▶ [Problem to work on]: Check every line below for the string "chowner". Copy the ones that have it.

[The records — start]

PR #518, opened 2016-04-13
mysql_* remove in context of #276 - next part - changes in util.sec

kojoty:
in context of #276


kojoty:
If anyone is able to test those changes It would be great because I don't have an idea how to be sure that all those changes works!

Issue #455, opened 2016-04-02
cache adoption by same user?


andrixnet:
I just discovered an old adoption request. Upon investigating, I gathered the following:
1. cache was published by another user
2. original owner offered the cache to me for adoption
3. my user adopted the cache (last year http://www.opencaching.ro/viewcache.php?cacheid=290)
4. my adoption page lists the same cache as both offered for adoption and waiting for adoption acceptance.

I tried to see what happens should I try to accept.. I got empty page and the following in the logs:
```
PHP Catchable fatal error:  Argument 1 passed to OrgCacheOwners::__construct() must be an instance of dataBase, instance of Utils\\Database\\OcDb given, called in /serve/www/oc_ro/oc_www/chowner.php on line 167 and defined in /serve/www/oc_ro/oc_www/lib/cache_owners.inc.php on line 9, referer: http://www.opencaching.ro/chowner.php
PHP Notice:  Object of class lib\\Objects\\User\\User could not be converted to int in /serve/www/oc_ro/oc_www/viewcache.php on line 1000, referer: http://www.opencaching.ro/chowner.php
```

I cancelled the adoption offer and point 4) above dissapeared. 

-----------------
Then I tried to send an adoption request explicitely to my username. 
The for accepted my input and I got the following situation: 
- cache offered for adoption in my list of caches
- nothing shows up in pending adoption (top of page).

I cancelled the adoption offer.

kojoty:
@andrixnet,
First: error you mentioned was fixed and shouldn't be observed anymore - if you got it - give me know please.

Second: I understand that the issue is in that the user can offer himself adoption by enter his own username as new owner name - right?

PR #526, opened 2016-04-14
Fixes #515, #467, #455

### LINKED ISSUE #515: Strange effects around watchers counter
Cache: http://opencaching.pl/viewcache.php?cacheid=49542

image

I click on "watch":
image

I click "unwatch":
image

I checked another cache and... it works! With this cache something is wrong...

**..and BTW: if every viewcache refresh should increase the counter of visits?**

kojoty:


kojoty:
@harrieklomp, @andrixnet 
This change needs one-line translation - please take a look at adopt_33

PR #530, opened 2016-04-15
fix fetch issue because of internal stmt

kojoty:
This is next issue because of one-instanced DB object (singleton) with internal statement...


kojoty:
I commit despite of weekend because this fix critical error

[The records — finish]

▶ [Written answer]:
PHP Catchable fatal error:  Argument 1 passed to OrgCacheOwners::__construct() must be an instance of dataBase, instance of Utils\\Database\\OcDb given, called in /serve/www/oc_ro/oc_www/chowner.php on line 167 and defined in /serve/www/oc_ro/oc_www/lib/cache_owners.inc.php on line 9, referer: http://www.opencaching.ro/chowner.php
PHP Notice:  Object of class lib\\Objects\\User\\User could not be converted to int in /serve/www/oc_ro/oc_www/viewcache.php on line 1000, referer: http://www.opencaching.ro/chowner.php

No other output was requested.